PR #341, opened 2021-03-24
tidy some import logic

danieleades:


pdm/_types.py
```diff
@@ -1,9 +1,10 @@
+import sys
 from typing import Dict, List, NamedTuple, Tuple, Union
 
-try:
+if sys.version_info < (3, 8):
```
danieleades, line 4: this pattern has two advantages

- mypy understands `if sys.version_info...` imports
- it becomes far easier to see when this import logic should be removed (ie when python < 3.8 support is dropped)

pdm/_vendor/halo/_utils.py
```diff
@@ -4,10 +4,7 @@
 import codecs
 import platform
 import six
-try:
```
danieleades, line 7: i *think* this is no longer required in python 3.7+?

i'll let the CI confirm that

pdm/models/pip_shims.py
```diff
@@ -83,13 +79,6 @@ def get_flag(var, fallback, expected=True, warn=True):
             "WITH_PYMALLOC", is_cpython, warn=False
         ):
             m = "m"
-        if python_version < (3, 3) and get_flag(
-            "Py_UNICODE_SIZE",
-            sys.maxunicode == 0x10FFFF,
-            expected=4,
-            warn=False,
-        ):
-            u = "u"
```
danieleades, line 92: I haven't got a single clue what this does, but it's unreachable

uranusjr: It’s for marking whether `u""` literals are supported (added in Python 3.3), so yeah irrelevant now.

pdm/models/pip_shims.py
```diff
@@ -30,17 +30,13 @@
...
 from pip._internal.utils.hashes import FAVORITE_HASH, STRONG_HASHES
 from pip._internal.utils.temp_dir import global_tempdir_manager
 from pip._internal.utils.urls import path_to_url, url_to_path
 from pip._internal.vcs.versioncontrol import VcsSupport
 
-try:
-    from pip._internal.utils.compatibility_tags import get_supported
-except ImportError:
-    from pip._internal.pep425tags import get_supported
-
```
uranusjr, line 43: The new import path was introduced in pip 20.0. Perhaps a `pip.__version__` check is needed?

frostming: I agree to just remove the import guard as the proposed change.

pdm/_vendor/halo/_utils.py
```diff
@@ -4,10 +4,7 @@
...
-    from shutil import get_terminal_size
-except ImportError:
-    from backports.shutil_get_terminal_size import get_terminal_size
+from shutil import get_terminal_size
```
frostming, line 7: We can just skip the files under `_vendor/` directory and keep this untouched. It will affect our vendoring workflow

frostming (changes requested):

PR #1210, opened 2022-07-08
pre-commit: Add flake8-return

cclauss:
## Pull Request Check List

* https://pypi.org/project/flake8-return

I am unsure which of these you want to fix vs. ignore.


frostming:
IMO the functionality the plugin provides a relatively trivial and brings minor benefit. There are many flake8 plugins and we just can't adopt all of them.

Sorry I am going to close this PR.

PR #1225, opened 2022-07-15
fix: write lockfile before post_lock hook

### LINKED ISSUE #1224: Write lockfile before calling the "post_lock" hook
First, thanks for the nice work with PDM. 😄 

I've been trying to come up with a way to `pdm export` a requirements.txt file every time an update to the lockfile happens. As some vulnerability scanning services and other CI tools do not yet support parsing/reading/interpreting pdm.lock files, this would allow us to adopt the PDM without compromising other parts of the workflow.

At first, we thought using PDM lifecycle hooks functionality would suffice. Something like
```toml
[tool.pdm.scripts]
post_lock = {shell = "pdm export -f requirements > requirements.txt"}
```
Unfortunately, that did not work, as the `post_lock` hook is called **before** the lockfile is written to the disk (snippet below)
https://github.com/pdm-project/pdm/blob/7d9c0f3d108c7418cd93e6a020b0f56333b8936b/pdm/cli/actions.py#L120-L125

Having the lockfile written to the disk before calling the `post_lock` hook would enable this functionality and make PDM's adoption easier for workflows that rely, at some point, on the standard requirements.txt file. 😃

lecardozo:
## Pull Request Check List

Now lockfile is written before `post_lock` hook. Fixes #1224

### DIFF
--- a/news/1224.bugfix.md
+++ b/news/1224.bugfix.md
@@ -1,0 +1,1 @@
+Write lockfile before calling 'post_lock' hook
--- a/pdm/cli/actions.py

==================================================

WHAT YOU SHOULD DO
Among the entries above, how many lines include "bugfix"? State the number and nothing else.

OUTPUT FOR THIS TASK
2